Morphology often reflects ecology, enabling the prediction of ecological roles for taxa that lack direct observations such as fossils. In comparative analyses, ecological traits, like diet, are often treated as categorical, which may aid prediction and simplify analyses but ignores the multivariate nature of ecological niches. Futhermore, methods for quantifying and predicting multivariate ecology remain rare. Here, we ranked the relative importance of 13 food items for a sample of 88 extant carnivoran mammals, and then used Bayesian multilevel modeling to assess whether those rankings could be predicted from dental morphology and body size. Traditional diet categories fail to capture the true multivariate nature of carnivoran diets, but Bayesian regression models derived from living taxa have good predictive accuracy for importance ranks. Using our models to predict the importance of individual food items, the multivariate dietary niche, and the nearest extant analogs for a set of data-deficient extant and extinct carnivoran species confirms long-standing ideas for some taxa, but yields new insights about the fundamental dietary niches of others. Our approach provides a promising alternative to traditional dietary classifications. Importantly, this approach need not be limited to diet, but serves as a general framework for predicting multivariate ecology from phenotypic traits.
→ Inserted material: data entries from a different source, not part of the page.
PR #1477, opened 2026-07-07
fix: support multi-value search params in createSearchParamsCache

franky47:
compareSearchParams compared string[] values with !==, so equal-content arrays from different sources are never equal. Next.js can hand distinct-but-equal searchParams objects to different consumers in the same request (e.g. generateMetadata and the page), so any second parse() call on a multi-value param (?tag=a&tag=b) threw a spurious NUQS-501 "different inputs" error.

Fixes it by reusing the existing compareQuery helper (already used elsewhere for string[] value comparison) for a deep, element-wise comparison instead of reference equality.

Note: this means `createSearchParamsCache` now supports deep-comparison of arrays of search params, which it didn't before.

### DIFF
--- a/packages/nuqs/src/cache.test.ts
+++ b/packages/nuqs/src/cache.test.ts
@@ -193,6 +193,11 @@ describe('cache', () => {
         compareSearchParams({ q: 'x', empty: undefined }, { q: 'x' })
       ).toBe(false)
     })
+    it('rejects an absent key vs a key with an undefined value', () => {
+      expect(
+        compareSearchParams({ q: 'x' }, { q: 'x', empty: undefined })
+      ).toBe(false)
+    })
     it('accepts both values being undefined', () => {
       expect(compareSearchParams({ q: undefined }, { q: undefined })).toBe(true)
     })
--- a/packages/nuqs/src/cache.test.ts
+++ b/packages/nuqs/src/cache.test.ts
@@ -163,10 +163,38 @@ describe('cache', () => {
       const array = ['a', 'b']
       expect(compareSearchParams({ x: array }, { x: array })).toBe(true)
     })
-    it('does not do deep comparison', () => {
+    it('does a deep comparison of array values', () => {
       expect(compareSearchParams({ x: ['a', 'b'] }, { x: ['a', 'b'] })).toBe(
+        true
+      )
+    })
+    it('rejects different array values', () => {
+      expect(
+        compareSearchParams({ tag: ['a', 'b'] }, { tag: ['a', 'c'] })
+      ).toBe(false)
+    })
+    it('rejects different array lengths', () => {
+      expect(compareSearchParams({ tag: ['a'] }, { tag: ['a', 'b'] })).toBe(
         false
       )
+    })
+    it('rejects an array compared to a string', () => {
+      expect(compareSearchParams({ tag: ['a'] }, { tag: 'a' })).toBe(false)
+    })
+    it('accepts equal strings', () => {
+      expect(compareSearchParams({ q: 'x' }, { q: 'x' })).toBe(true)
+    })
+    it('accepts the same object reference', () => {
+      const p = { q: 'x' }
+      expect(compareSearchParams(p, p)).toBe(true)
+    })
+    it('rejects a key with an undefined value vs an absent key', () => {
+      expect(
+        compareSearchParams({ q: 'x', empty: undefined }, { q: 'x' })
+      ).toBe(false)
+    })
+    it('accepts both values being undefined', () => {
+      expect(compareSearchParams({ q: undefined }, { q: undefined })).toBe(true)
     })
   })
 })
--- a/packages/nuqs/src/cache.ts
+++ b/packages/nuqs/src/cache.ts
@@ -1,5 +1,6 @@
 import * as React from 'react'
 import type { SearchParams, UrlKeys } from './defs'
+import { compareQuery } from './lib/compare'
 import { error } from './lib/errors'
 import { createLoader, type LoaderFunctionOptions } from './loader'
 import type { inferParserType, ParserMap } from './parsers'
@@ -144,7 +145,7 @@ export function compareSearchParams(a: SearchParams, b: SearchParams): boolean {
     return false
   }
   for (const key in a) {
-    if (a[key] !== b[key]) {
+    if (!compareQuery(a[key] ?? null, b[key] ?? null)) {
       return false
     }
   }


franky47:
<details>

# Plan 003: Fix `compareSearchParams` false negatives on array-valued params (spurious NUQS-501)

> maintain the index.
>
> **Drift check (run first)**: `git diff --stat dad2045e..HEAD -- packages/nuqs/src/cache.ts packages/nuqs/src/cache.test.ts`

## Status

- **Priority**: P1
- **Effort**: S
- **Risk**: LOW
- **Depends on**: none
- **Category**: bug

## Why this matters

`createSearchParamsCache` (nuqs's Next.js App Router server-side cache) allows
`parse()` to be called more than once per request — e.g. in `generateMetadata`
*and* the page — by comparing the incoming `searchParams` object against the
one already parsed. That comparison uses `!==` per key. `SearchParams` values
can be `string[]` (repeated URL keys like `?tag=a&tag=b`), and Next.js can
pass distinct-but-equal object instances to different consumers in the same
request. Two equal arrays are never `!==`-equal, so the compare returns
`false` and the cache **throws** `NUQS-501 "Different inputs in the same
request"` — a spurious server error on any page using multi-value search
params with more than one `parse()` call.

## Current state

- `packages/nuqs/src/cache.ts` — server-only module (exported via
  `nuqs/server`), contains both the throw site and the comparator.

The throw path (`cache.ts:79-91`):

```ts
const c = getCache()
if (Object.isFrozen(c.searchParams)) {
  // Parse has already been called...
  if (c[$input] && compareSearchParams(searchParams, c[$input])) {
    // ...but we're being called with the same contents again, [...]
    return all()
  }
  // Different inputs in the same request - fail
  throw new Error(error(501))
}
```

The buggy comparator (`cache.ts:139-152`):

```ts
export function compareSearchParams(a: SearchParams, b: SearchParams): boolean {
  if (a === b) {
    return true
  }
  if (Object.keys(a).length !== Object.keys(b).length) {
    return false
  }
  for (const key in a) {
    if (a[key] !== b[key]) {   // <-- string[] values compare by reference
      return false
    }
  }
  return true
}
```

- `SearchParams` type (`packages/nuqs/src/defs.ts:3`):
  `Record<string, string | string[] | undefined>`.
- The repo already has a value-comparison helper for exactly this value shape:
  `packages/nuqs/src/lib/compare.ts` —

```ts
export function compareQuery<T extends Query>(a: T | null, b: T | null): boolean {
  if (a === b) return true                 // covers identical refs & both-null
  if (a === null || b === null) return false
  if (typeof a === 'string' || typeof b === 'string') return false
  if (a.length !== b.length) return false
  return a.every((value, index) => value === b[index]!)
}
```

  Note its semantics: equal strings return `true` via the `a === b` fast path;
  *different* strings return `false` at the `typeof` check; string-vs-array
  returns `false`; arrays compare element-wise. `Query` is
  `string | string[]` — it does not accept `undefined`, hence the `?? null`
  normalization below.

Repo conventions: Prettier — no semicolons, single quotes, 2-space,
`arrowParens: avoid`, no trailing commas. `cache.test.ts` (unit project, Node)
is the colocated test file; `compareSearchParams` is already exported, so it
can be tested directly.

## Commands you will need

|---|---|---|
| Build + size gate | `pnpm --filter nuqs build && pnpm --filter nuqs test:size` | exit 0, within limits (Server budget 3.8 kB) |

## Scope

**In scope** (the only files you should modify):
- `packages/nuqs/src/cache.ts` (the `compareSearchParams` function only)
- `packages/nuqs/src/cache.test.ts` (add tests)

**Out of scope** (do NOT touch):
- `packages/nuqs/src/lib/compare.ts` — reuse it; do not modify it.
- The `parseSync` / freeze / 501-throw logic in `cache.ts` — the throw for
  *genuinely* different inputs is correct and must remain.
- `packages/nuqs/src/loader.ts` — parses values but does not compare inputs.

## Git workflow

- Branch: `fix/cache-compare-array-values` off `next`
- Conventional commit, e.g. `fix: spurious NUQS-501 for multi-value search params in createSearchParamsCache`
- No Co-Authored-By/Claude attribution. Do NOT push or open a PR unless the
  operator instructed it.

## Steps

In `packages/nuqs/src/cache.test.ts`, add a
`describe('compareSearchParams', ...)` block importing `compareSearchParams`
from `./cache` (match the file's existing import style). Cases:

1. Equal arrays, different instances:
   `compareSearchParams({ tag: ['a', 'b'] }, { tag: ['a', 'b'] })` → `true`
   (**fails today**).
2. Different arrays: `{ tag: ['a', 'b'] }` vs `{ tag: ['a', 'c'] }` → `false`.
3. Different array lengths: `{ tag: ['a'] }` vs `{ tag: ['a', 'b'] }` → `false`.
4. Array vs string: `{ tag: ['a'] }` vs `{ tag: 'a' }` → `false`.
5. Equal strings: `{ q: 'x' }` vs `{ q: 'x' }` → `true` (regression guard).
6. Same reference: `const p = { q: 'x' }` → `compareSearchParams(p, p)` → `true`.
7. Key present with `undefined` vs absent key:
   `{ q: 'x', empty: undefined }` vs `{ q: 'x' }` → `false` (key-count check;
   regression guard — this behavior must not change).
8. Both `undefined`: `{ q: undefined }` vs `{ q: undefined }` → `true`.

**Verify**: `pnpm --filter nuqs test:unit` → case 1 FAILS, the rest pass.

### Step 2: Fix the comparator

Replace the loop body with a `compareQuery`-based comparison, normalizing
`undefined` to `null`:

```ts
import { compareQuery } from './lib/compare'
// ...
for (const key in a) {
  if (!compareQuery(a[key] ?? null, b[key] ?? null)) {
    return false
  }
}
```

(`undefined ?? null` → `null` on both sides hits `compareQuery`'s `a === b`
fast path → `true`; one-sided `undefined` → `null` vs value → `false`.)

**Verify**: `pnpm --filter nuqs test:unit` → all pass, including all existing
`cache.test.ts` tests.

**Verify**: `pnpm --filter nuqs test:types` → pass;
`pnpm --filter nuqs build && pnpm --filter nuqs test:size` → within limits
(watch the Server 3.8 kB budget — the added import is a few bytes);
`pnpm lint:prettier` → exit 0.

## Test plan

Covered by Step 1 (8 cases in `cache.test.ts`). Pattern: the existing
describe blocks in the same file. Verification:
`pnpm --filter nuqs test:unit` → all pass.

## Done criteria

- [ ] `pnpm --filter nuqs test:unit` exits 0; `compareSearchParams` tests exist and pass
- [ ] `pnpm --filter nuqs test:types` exits 0
- [ ] `grep -n 'a\[key\] !== b\[key\]' packages/nuqs/src/cache.ts` returns no matches

## STOP conditions

- `compareSearchParams` in `cache.ts` doesn't match the excerpt (drifted).
- Importing `./lib/compare` into `cache.ts` creates a circular import or a
  type error (`Query` vs `SearchParams` value mismatch that `?? null` doesn't
  resolve).
- The size-limit Server budget fails.

## Maintenance notes

- If `SearchParams` ever gains richer value types (e.g. numbers from a future
  Next.js API), `compareQuery` must be extended first — it currently assumes
  `string | string[]`.
- Reviewer: confirm the key-count check still precedes the loop (it is what
  catches keys present in `b` but not `a`).

</details>

packages/nuqs/src/cache.test.ts
```diff
@@ -163,10 +163,38 @@ describe('cache', () => {
...
+      expect(compareSearchParams({ q: 'x' }, { q: 'x' })).toBe(true)
+    })
+    it('accepts the same object reference', () => {
+      const p = { q: 'x' }
+      expect(compareSearchParams(p, p)).toBe(true)
+    })
+    it('rejects a key with an undefined value vs an absent key', () => {
+      expect(
+        compareSearchParams({ q: 'x', empty: undefined }, { q: 'x' })
+      ).toBe(false)
```
franky47, line 194: todo: we should add the opposite test (first argument with missing key, second with undefined) for symmetry.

The dataset contains dental topographic metrics (aDNE, OPCr, RFI, and RLGA) and body mass estimates for 113 living and extinct carnivorans (Order Carnivora). It also contains ordinal dietary rankings (1-4, with 1 being none in the diet and 4 being a primary food item) for 13 food items for 88 of the extant species. We use these dietary rankings to generate predictive models of the multivariate diet, then estimate the multivariate diets for fossil and understudied extant taxa. Running the models yields outputs which are then used to generate predictions. The data also contains a phylogenetic tree of Carnivora used in the models.

The Dryad repository contains all of the input and output data from this project. The README.md file details each of the data objects (mostly csv files). As each of the outputs is called as an input in downstream analyses, we included these.

The Zenodo repo linked to this Dryad repo contains the entirety of the GitHub repo for this project. It is written in such a way where, once all the packages have been installed, it can be downloaded and run in its entirety to reproduce all of the results from this project. It contains the scripts, input data, plotting commands, and its own highly detailed README.md file.

The Zenodo repo also contains the Supplemental Figures in .pdf format.